After feeding twenty-six books into my head in thirty days, I’d like to say that I’m letting my brain decompress, but I’ll be honest: I’m still reading. In fact, I have two books going right now, Bill Bryson’s I’m a Stranger Here Myself and Barbara Kingsolver’s High Tide in Tucson. I want to hit up Barry Lopez’s Arctic Dreams and Wendell Barry’s agrarian essays, too, and I want to spend some time with David Cushman’s book on The Wilderness, Bloody Promenade. Maybe then I’ll be done. Maybe.

But there’s David Gessner’s Sick of Nature. There’s Susan Jane Gilman’s Undress Me in the Temple of Heaven. There’s George Orwell’s Road to Wigan Pier. And there’s still John Muir looming over everything, a backdrop to much of what I’ve read, as significant as the Sierra Nevadas, as significant as Thoreau and Walden.

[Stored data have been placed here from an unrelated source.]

PR #6495, opened 2025-12-19
fix(api): Optimize memory allocation for the filter interface of JSON-RPC

317787106:
**What does this PR do?**

- Optimize memory allocation for the filter interface of JSON-RPC, `eth_newFilter`, `eth_newBlockFilter`
- add config item `node.jsonrpc.maxBlockFilterNum`

- Unit Tests
- Manual Testing

**Follow up**

**Extra details**

### DIFF
--- a/chainbase/src/main/java/org/tron/core/db2/core/SnapshotManager.java
+++ b/chainbase/src/main/java/org/tron/core/db2/core/SnapshotManager.java
@@ -423,6 +423,7 @@ public class SnapshotManager implements RevokingDatabase {
 
   private void deleteCheckpoint() {
     if(checkTmpStore == null) {
+      // only occurs in mock test. TODO fix test
       return;
     }
     try {
--- a/common/src/main/java/org/tron/common/parameter/CommonParameter.java
+++ b/common/src/main/java/org/tron/common/parameter/CommonParameter.java
@@ -527,6 +527,9 @@ public class CommonParameter {
   @Getter
   @Setter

So many books, so little time. Full story »


#26: Do Travel Writers Go To Hell?: A Swashbuckling Tale of High Adventures, Questionable Ethics, and Professional Hedonism by Thomas B. Kohnstamm (2008)

I don’t know much about Brazil beyond the fact that the Creature from the Black Lagoon lived there on some branch of the Amazon. I also know that a different branch of the Amazon, the River of Doubt, nearly killed Teddy Roosevelt. And I know Rio is there, but what happens in Rio stays in Rio, so I don’t know many details.

So when I stumbled across Kohnstamm’s book about being a travel writer in Brazil, I thought it would be a good chance to learn something about the country. The book looked interesting, too, because it implied a good ethics lesson: Do Travel Writers Go To Hell?

Well, I didn’t learn much about Brazil, and I didn’t get to ponder writerly ethics so much as a get a pretty explicit lesson on what not to do, but Kohnstamm kept me entertained with his Thompsonesque antics. This was “travel hedonism” at its gonzoest. Full story »


#24: Travels to Hallowed Ground: A Historians Journeys to the American Civil War by Emory Thomas (1987)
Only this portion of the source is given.